++++ INFORMATION GIVEN

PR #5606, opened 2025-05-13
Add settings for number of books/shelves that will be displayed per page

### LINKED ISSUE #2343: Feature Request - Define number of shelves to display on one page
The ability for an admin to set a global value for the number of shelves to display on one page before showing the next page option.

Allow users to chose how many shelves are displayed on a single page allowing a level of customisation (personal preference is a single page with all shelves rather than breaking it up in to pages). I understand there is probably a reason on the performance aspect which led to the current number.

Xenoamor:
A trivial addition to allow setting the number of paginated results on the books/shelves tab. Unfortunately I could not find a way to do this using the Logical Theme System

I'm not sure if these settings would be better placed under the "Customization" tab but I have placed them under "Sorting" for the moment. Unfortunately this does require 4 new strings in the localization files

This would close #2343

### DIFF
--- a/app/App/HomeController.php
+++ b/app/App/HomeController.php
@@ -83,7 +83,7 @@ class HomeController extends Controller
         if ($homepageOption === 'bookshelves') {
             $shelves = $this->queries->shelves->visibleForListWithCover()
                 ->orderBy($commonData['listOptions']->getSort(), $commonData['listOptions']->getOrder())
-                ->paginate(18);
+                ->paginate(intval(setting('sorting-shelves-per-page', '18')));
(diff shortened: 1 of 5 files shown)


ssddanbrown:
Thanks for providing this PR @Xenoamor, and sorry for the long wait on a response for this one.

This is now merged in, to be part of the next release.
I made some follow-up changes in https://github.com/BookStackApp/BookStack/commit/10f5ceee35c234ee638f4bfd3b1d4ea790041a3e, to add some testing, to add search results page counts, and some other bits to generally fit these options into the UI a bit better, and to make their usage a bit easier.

++++++++
++++ INFORMATION GIVEN

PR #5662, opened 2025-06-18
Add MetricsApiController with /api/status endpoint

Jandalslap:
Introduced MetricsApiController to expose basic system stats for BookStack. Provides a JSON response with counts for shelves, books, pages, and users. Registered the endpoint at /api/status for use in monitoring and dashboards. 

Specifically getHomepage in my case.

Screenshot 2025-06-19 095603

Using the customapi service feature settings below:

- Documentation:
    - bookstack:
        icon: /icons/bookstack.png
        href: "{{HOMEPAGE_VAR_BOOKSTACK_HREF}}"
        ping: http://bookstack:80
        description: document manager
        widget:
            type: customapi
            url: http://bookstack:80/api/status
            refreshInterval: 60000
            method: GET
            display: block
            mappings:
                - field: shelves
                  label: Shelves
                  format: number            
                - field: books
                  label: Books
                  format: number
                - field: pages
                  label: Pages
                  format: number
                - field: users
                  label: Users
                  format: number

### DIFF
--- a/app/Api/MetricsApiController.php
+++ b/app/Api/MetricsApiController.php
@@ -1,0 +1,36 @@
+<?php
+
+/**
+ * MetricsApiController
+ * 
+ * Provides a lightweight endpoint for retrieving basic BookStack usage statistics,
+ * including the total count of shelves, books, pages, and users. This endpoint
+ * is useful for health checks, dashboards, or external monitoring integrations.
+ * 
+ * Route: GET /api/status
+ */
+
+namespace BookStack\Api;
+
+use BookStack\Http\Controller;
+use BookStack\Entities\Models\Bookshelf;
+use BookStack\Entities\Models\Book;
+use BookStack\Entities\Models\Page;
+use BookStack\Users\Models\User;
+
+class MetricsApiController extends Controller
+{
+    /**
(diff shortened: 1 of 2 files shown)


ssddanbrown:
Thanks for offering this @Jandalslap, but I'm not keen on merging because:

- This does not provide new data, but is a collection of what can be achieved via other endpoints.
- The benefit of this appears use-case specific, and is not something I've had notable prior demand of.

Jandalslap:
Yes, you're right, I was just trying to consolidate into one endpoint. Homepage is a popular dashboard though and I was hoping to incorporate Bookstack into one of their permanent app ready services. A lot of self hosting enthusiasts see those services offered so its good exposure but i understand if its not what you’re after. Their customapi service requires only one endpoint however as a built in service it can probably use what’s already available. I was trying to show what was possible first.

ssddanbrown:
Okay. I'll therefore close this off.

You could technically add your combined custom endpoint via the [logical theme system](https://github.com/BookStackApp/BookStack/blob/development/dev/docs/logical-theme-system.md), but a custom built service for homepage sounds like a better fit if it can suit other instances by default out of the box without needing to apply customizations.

++++++++

WHAT THE EXERCISE ASKS: All that is wanted is the stretch of lines above from the one containing "Thanks for offering" through the one containing "You could technically", duplicated exactly.

TASK RESULT:
Thanks for offering this @Jandalslap, but I'm not keen on merging because:

- This does not provide new data, but is a collection of what can be achieved via other endpoints.
- The benefit of this appears use-case specific, and is not something I've had notable prior demand of.

Jandalslap:
Yes, you're right, I was just trying to consolidate into one endpoint. Homepage is a popular dashboard though and I was hoping to incorporate Bookstack into one of their permanent app ready services. A lot of self hosting enthusiasts see those services offered so its good exposure but i understand if its not what you’re after. Their customapi service requires only one endpoint however as a built in service it can probably use what’s already available. I was trying to show what was possible first.

ssddanbrown:
Okay. I'll therefore close this off.

You could technically add your combined custom endpoint via the [logical theme system](https://github.com/BookStackApp/BookStack/blob/development/dev/docs/logical-theme-system.md), but a custom built service for homepage sounds like a better fit if it can suit other instances by default out of the box without needing to apply customizations.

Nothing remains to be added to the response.